Collected data
PR #3, opened 2017-04-25
Us001 020 refactor ras-collection-instrument to align with ras-secure-message

duncannixon:


ras-collection-instrument/settings.py
```diff
@@ -0,0 +1,39 @@
...
+
+DEBUG = False
+TESTING = False
+CSRF_ENABLED = True
+SECRET_KEY = 'this-really-needs-to-be-changed'
+dbname = "ras_collection_instrument"
+SQLALCHEMY_DATABASE_URI = os.environ.get('SQLALCHEMY_DATABASE_URI', "postgresql://" + dbname + ":password@localhost:5431/postgres")
+
+
+#OAuthConfig
```
duncannixon: This comment was taken from settings.py in ras-secure-message, moved across into ras-ci to keep it consistent. My brief was to make the ras-ci service and ras-party handle their config in the same fashion as ras-secure-message.

I'm not precious about this but I would have thought that having a comment in there to describe the purpose of the file was good practice.

Perhaps it would be better to use the hash character for multiline comments as the codacy tool doesn't seem to like these multiline comments?

i.e. it doesn't seem to understand the last line of the comment:

All configuration may be overridden by setting the appropriate environment variable name. '''

LJBabbage: The original didn't have everything commented out as this one does. I assumed it was therefore redundant and should be removed

PR #8, opened 2017-05-05
Spike for Test Suite Structure

LJBabbage:
Not for merging, just for reveiw


nherriot:
We need at least 1 sunny day test case for each endpoint before we can merge this.
I have updated a README.md file and also added BDD lib in the requirements_test.tex file in my commit. This is so we can have one place to explain how all tests are done.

WORK TO BE COMPLETED:
Find the lines in the records that include the string "duncannixon", and reply with how many there are, nothing more.

RESULT OF THE EXERCISE:
2